Görüldüğü gibi, Kürkçü'nün tavrı farklı. Gerçi "yoksulların partisi olarak hiçbir sermaye hükümetinin ortağı olmamak" anlatımı da tartışılabilir; o ayrı konu. Ancak "AKP ile koalisyon yapılmamalı" netliği ortada.
* * *
Elbette siyaset denilen şey beklenmedik gelişmelerle doludur. Her konuda baştan net görüş açıklamak doğru olmayabilir. Partinin amaçlarına ve siyasi çıkarlarına göre tavır takınılabilir.
Bununla birlikte bazen ilkesel tutum belirlemek ve ilan etmek gerekebilir. Mesela, Demirtaş "her türlü başkanlık rejimine karşı olduklarını" dile getirdi ve bu konuda kuşkuları tümüyle ortadan kaldıracak kadar berrak bir davranış ortaya koymuş oldu.
Bildiğim kadarıyla hiçbir HDP'li de "Ama ABD'deki kadar özgürlükçü bir model gündeme gelirse..." diye bunu şarta bağlamaya çalışmadı.
Acaba şimdi aynı netlik, AKP ile koalisyon ihtimalinde de gündeme getirilemez mi?
AKP, bildiğimiz AKP... Hukuki açıdan hesap sorulmasını gerektiren heybesi çok ağır. 8 Haziran'da - barış süreci de dâhil - bazı politikalarını revize etmeyi deneyebilir.

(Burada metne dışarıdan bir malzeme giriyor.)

PR #1000, opened 2022-04-08
AXS-9: add a new section to app exchange to connect cluster to marketplace

icehess:
This adds a new section to app exchange to link the cluster to marketplace and configure the kazoo_appex.


icehess:
Required PRs:
* https://github.com/2600hz/kazoo-crossbar/pull/261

Ancak bunca yıldır battığı bataklık, onun manevra alanını son derece sınırlıyor.
HDP'nin önünde duran görev, herhalde etkili bir muhalefet göstererek demokrasiyi güçlendirmek (bir anlamda "nasıl muhalefet edileceğini göstermek") ve (erkene alınmazsa) 2019 seçimlerinde iktidara aday olmak.
Ayrıca AKP'yle koalisyon ihtimali - ne kadar "teorik" ve zayıf olursa olsun - HDP'nin içinde ve sempatizan kitlesinde çok ciddi sıkıntılar yaratma potansiyeli taşıyor.
* * *
Konunun birçok boyutu olduğunu reddetmiyorum.
Ama HDP'li olmamakla birlikte bu seçimlerde HDP'ye oy verecek bir seçmen olarak ben AKP ile koalisyon (veya isterseniz "Erdoğan'ın AKP'si" ile diyelim) ihtimalinin kesin bir dille reddedilmesinin çok değerli bir adım olacağı kanısındayım.
HDP'yi dikkatle izleyen ama ona tam anlamıyla güvenemeyen "kararsız seçmen kitlesi" açısından ise bunun taşıdığı önem çok daha büyüktür. Belki de yüzde 10'un aşılmasını kolaylaştıracak kadar.
Bunun için bence HDP, AKP ile asla koalisyon kurmayacağını "yüzde 100 netlikle" ortaya koymalıdır.
Ve bu tavır, aynen "seni başkan yaptırmayacağız" çıkışında olduğu kadar anlaşılır ve akılda kalıcı olmalıdır:
"AKP ile asla koalisyon kurmayacağız!
AKP ile asla koalisyon kurmayacağız!
AKP ile asla koalisyon kurmayacağız!"